**Input data**
PR #536, opened 2025-08-11
nonmedia_files plugin: adding support for PDF thumbnails using optional dependency pdf2image

Lucas-C:
I was able to extend the `nonmedia_files` plugin to use https://github.com/Belval/pdf2image in order to generate thumbnails for PDF files.

I also add to slightly extend the `album.html` template to support this.
I only implemented it for the `colorbox` & `photoswipe` themes.

This draft PR demonstrate how it can be done, but requires a bit more work before being ready to be merged.

Would you be open to this feature?
Is this PR approach of using an optional depenency OK?

Preview screenshot:
image

PR checklist:
* [x] unit tests are passing & code coverage is ✅
* [x] documentation has been added, in `nonmedia_files.py` module docstring
* [x] I had already added my name to the `AUTHORS` file


saimn:
Sorry for the late answer. 

> Would you be open to this feature?
> Is thisis PR approach of using an optional depenency OK?

As long as it is optional and only concerns a plugin I think it's fine. I'm a bit more concerned about the impact on jinja templates, since maintenance of the themes is a bit more painful, but most of the change look more like some refactoring?

Lucas-C:
> As long as it is optional and only concerns a plugin I think it's fine.

Great!

> I'm a bit more concerned about the impact on jinja templates, since maintenance of the themes is a bit more painful, but most of the change look more like some refactoring?

Yes, I tried to simplify the code.

tox.ini
```diff
@@ -19,6 +19,8 @@ deps =
     pillow90: Pillow==9.0.1
     pillow100: Pillow==10.0.1
     pillow110: Pillow==11.0.0
+    # We only install the pdf2image package in one environement:
+    pillow-latest: pdf2image
```
saimn: can you put it in `pyproject.toml` instead ? (in optional deps)

saimn (commented):
Thanks, just a small request below.

Lucas-C:
Things should be better now:
```
$ python -m coverage run -m pytest tests/test_plugins.py && coverage report -m
...
tests/test_plugins.py ....                                                                                           [100%]

=============================================== 4 passed in 96.26s (0:01:36) ===============================================
Name                                    Stmts   Miss  Cover   Missing
---------------------------------------------------------------------
...
src/sigal/plugins/nonmedia_files.py        70      2    97%   83, 101
```

Lucas-C:
Damn, it's still not working...
I added `tests/sample/pictures/nonmedia_files/dummy.md` but there is still no code coverage on the `generate_thumbnail()` call from `src/sigal/plugins/nonmedia_files.py` in Codecov...
Any idea?

saimn:
And yes we could test only on one specific job but it's easier if we have the same testing configuration everywhere.

Lucas-C:
> `.md` files are excluded by default (probably because those are used for sigal's album & image descriptions), which is why I was suggesting `.txt` or `.csv` :)

Oh, OK!

I changed that and hooray, the pipeline is now ✅

Issue #13204, opened 2018-07-24
In UI tests automatically check if all outgoing links have noopener noreferrer


diosmosis:
After https://github.com/matomo-org/matomo/pull/12780 is merged most links will have `noopener noreferrer`. To make sure all links now & in the future have this link, we should add a check to the UI test system:

- After a screenshot test passes, scrape the page in phantomjs and look for links that are to other domains.
- For each of these links, if it is missing `noopener noreferrer`, report an error and fail the test.

tsteur:
Instead there could be also a JS that runs onDomReady, onDomLoad and when components are updated through angular or so to check for any outgoing link in the modified dom and set it dynamically.

tsteur:
Since browsers now set `noopener` by default we could close this issue I suppose. It be mostly something for IE11.

see https://www.chromestatus.com/feature/6140064063029248
https://bugzilla.mozilla.org/show_bug.cgi?id=1522083
https://webkit.org/blog/8475/release-notes-for-safari-technology-preview-68/
https://chromium-review.googlesource.com/c/chromium/src/+/1630010

tsteur:
Also we could be sending a `Cross-Origin-Opener-Policy` header. However, probably most of the browsers that support this header also apply noopener by default.

tsteur:
For noopener we don't need to do any changes. Generally though, if we add `noreferrer` anyway, then we could also add `noopener` as well.

@Findus23 do we still need noreferrer in links considering we have https://github.com/matomo-org/matomo/pull/17382 ?

tsteur:
@Findus23 closing this one as the referrer policy header should take already care of this. Let me know if that's not the case

PR #12780, opened 2018-04-28
Replace proxy redirect with rel=noreferrer

c960657:
[All modern browsers](https://caniuse.com/#search=noreferrer) support `rel=noreferrer`. This seems like a better and easier way to link to external sites.

When browsers eventually get support for [Referer-Policy](https://www.w3.org/TR/referrer-policy/), all these `rel=noreferrer` can be replaced with a single HTTP header.

PR #13479, opened 2018-09-25
don't send referrer to plugin authors website

Findus23:
Followup to https://github.com/matomo-org/matomo/pull/12780 and related to #13204

I noticed seeing foreign Matomo domains in my reports which seems to be caused by this missing `noreferrer`.


sgiehl (approved):
good catch :+1:

plugins/CorePluginsAdmin/templates/macros.twig
```diff
@@ -162,7 +162,7 @@
...
+                                                <a class="donation-link paypal" target="_blank" rel="noreferrer noopener" href="https://www.paypal.com/cgi-bin/webscr?cmd=_donations&item_name=Matomo%20Plugin%20{{ name|escape('url') }}&bn=PP%2dDonationsBF%3abtn_donateCC_LG%2egif%3aNonHosted&business={{ plugin.info.donate.paypal|escape('url') }}"><img src="plugins/CorePluginsAdmin/images/paypal_donate.png" height="30"/></a>
                                             {% endif %}
                                             {% if plugin.info.donate.flattr is defined and plugin.info.donate.flattr %}
                                                 <a class="donation-link flattr" target="_blank" href="{{ plugin.info.donate.flattr }}"><img class="alignnone" title="Flattr" alt="" src="plugins/CorePluginsAdmin/images/flattr.png" height="29" /></a>
```
sgiehl: should we add that to the other donation links as well?

PR #13481, opened 2018-09-25
Proper encoding of segment values for Actions reports.

### LINKED ISSUE #13460: #13113 not fixxed - segmented visitors empty if url contains whitespaces
@sgiehl I just took a look at this with your fix applied and it is not fixxed for me.

matomo2

diosmosis:
Changes:
* Encode segmentValue for Actions reports. This extra encoding is required because of how many times a segment is urldecoded:
  * The first decode is on the whole segment: https://github.com/matomo-org/matomo/blob/3.x-dev/core/Segment.php#L104 . The corresponding encode was added in 3.6.0 here: https://github.com/matomo-org/matomo/blob/3.x-dev/plugins/Live/javascripts/SegmentedVisitorLog.js#L123
  * the second decode is on individual conditions (ie, `pageUrl==...`): https://github.com/matomo-org/matomo/blob/3.x-dev/core/Segment/SegmentExpression.php#L91
  * the third decode is on individual values: https://github.com/matomo-org/matomo/blob/3.x-dev/core/Segment/SegmentExpression.php#L112

  This means the value needs to be triple encoded for values like plus signs to be used properly in the segment.

* Change the urldecode in Actions filter to a urlencode, since SafeDecodeLabel will already run a urldecode later. This fixes the display for URLs w/, eg, '+' signs in them (eg, `http://example.org/with+plus/` will display like that, instead of `http://example.org/with plus/`).

I am not sure if this fix will have repercussions so I haven't modified the tests. Will do so after someone else gives their opinion.

Fixes #13460


tsteur:
If it fixes your issue and tests pass probably all good to go. It's almost impossible to review it since the segments are just a mess and we never know where they are urlencoded or urldecoded etc.

diosmosis:
It will change a lot of the test output I think (another encoding in the segment property in API output). Think this won't be a BC break? at least not a potentially huge one.

tsteur:
> Think this won't be a BC break? 

I really don't know. As long as we can still handle the segments urlencoded and urldecoded it should be fine.

fdellwing:
Applied the patch locally and it resolves the issue for me.

core/DataTable/Filter/SafeDecodeLabel.php
```diff
@@ -10,13 +10,21 @@
...
  *
  */
 class SafeDecodeLabel extends BaseFilter
 {
+    /**
+     * On this day we changed the default behavior of this filter. Before it called `urldecode()` on the label
+     * which would turn '+' signs, for instance, into spaces. Now we don't do this, but there may be very old
+     * archived data that has URL encoded labels. So for reports archived before this date, we decode the URL.
+     */
+    const DATE_OF_URLDECODE_CHANGE = '2018-09-25';
```
tsteur: this would imply that the user updated Matomo to that version on that day?

tsteur:
https://github.com/matomo-org/matomo/issues/13460#issuecomment-423856472
>  Don't have a fix yet, but found the cause of the error. Actions are stored urlencoded in the log_action table, but the value in the segment when opening the segmented visitor log/transitions modal/etc. is not. 

I'm not sure this is the case? That might have been the case quite a while ago but shouldn't be the case anymore? at least for me it was stored normally
image

or you mean the URL is encoded after tracking?

plugins/Contents/tests/System/expected/test_Contents__Actions.getPageUrls_month.xml
```diff
@@ -26,6 +26,6 @@
 		<exit_rate>100%</exit_rate>
 		<avg_time_generation>0.333</avg_time_generation>
 		<url>http://www.example.org/page</url>
-		<segment>pageUrl==http%3A%2F%2Fwww.example.org%2Fpage</segment>
+		<segment>pageUrl==http%253A%252F%252Fwww.example.org%252Fpage</segment>
```
tsteur: is this double encoded on purpose?

core/DataTable/Filter/SafeDecodeLabel.php
```diff
@@ -28,18 +36,37 @@ public function __construct($table)
...
      */
-    public static function decodeLabelSafe($value)
+    public static function decodeLabelSafe($value, $shouldUrlDecode = true)
     {
         if (empty($value)) {
             return $value;
         }
-        $raw = urldecode($value);
+
+        $raw = $shouldUrlDecode ? urldecode($shouldUrlDecode) : $value;
```
tsteur: could this be a potential security issue?

tsteur:
I've looked at the PR for quite a while but the PR is quite complex and not trivial to understand especially re side effects etc. Left some comments though. Do you think there would be otherwise a solution where we don't need to change anything except for maybe the segment expression?

plugins/Contents/tests/System/expected/test_Contents__Actions.getPageUrls_month.xml
diosmosis: yes, because one decode is for the condition, and one for the value

core/DataTable/Filter/SafeDecodeLabel.php
diosmosis: no longer relevant

core/DataTable/Filter/SafeDecodeLabel.php
diosmosis: no longer relevant

diosmosis:
> I'm not sure this is the case? That might have been the case quite a while ago but shouldn't be the case anymore?

It's not the case, it looked like it was, but I think I tracked something wrong.

plugins/Contents/tests/System/expected/test_Contents__Actions.getPageUrls_month.xml
mattab: I don't think it's correct, would expect to have here either:
`pageUrl==http%253A%252F%252Fwww.example.org%252Fpage` (current behavior)
or
`pageUrl%3D%3Dhttp%253A%252F%252Fwww.example.org%252Fpage` (current behavior URL encoded)

but `pageUrl==http%253A%252F%252Fwww.example.org%252Fpage` wouldn't be a correct value since Matomo would then segment based on Page URL `http%3A%2F%2Fwww.example.org%2Fpage` which wouldn't exist (didn't check but it's possible it currently works anyway since we try the url decoded version in https://github.com/matomo-org/matomo/blob/2020b122615789c36eaa0917e10b483f12793b3c/core/Segment.php#L99-L108 but still: we wouldn't want to show this double encoded URL in the API output)

diosmosis: It is required to have the value encoded 3 times because it is urldecoded 3 times, see the PR description for more info.

mattab:
@diosmosis Feedback:
- Would it be possible to create a failing UI tests in 3.x-dev branch (in a separate PR) which shows the bug(s) currently in Matomo
- Then could you update this PR and solve conflicts and show that the bug(s) are now fixed.

Looking forward to merging this :+1:

diosmosis:
This change turned out to be rather complex, I doubt I'll be able to finish it soon, and it's not as high value as other tickets. Would vote to put it in the priority backlog.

**Exercise directions**
Begin at the first line of the records above and quote every line verbatim through the one that contains "I only implemented".

**Written reply**
PR #536, opened 2025-08-11
nonmedia_files plugin: adding support for PDF thumbnails using optional dependency pdf2image

Lucas-C:
I was able to extend the `nonmedia_files` plugin to use https://github.com/Belval/pdf2image in order to generate thumbnails for PDF files.

I also add to slightly extend the `album.html` template to support this.
I only implemented it for the `colorbox` & `photoswipe` themes.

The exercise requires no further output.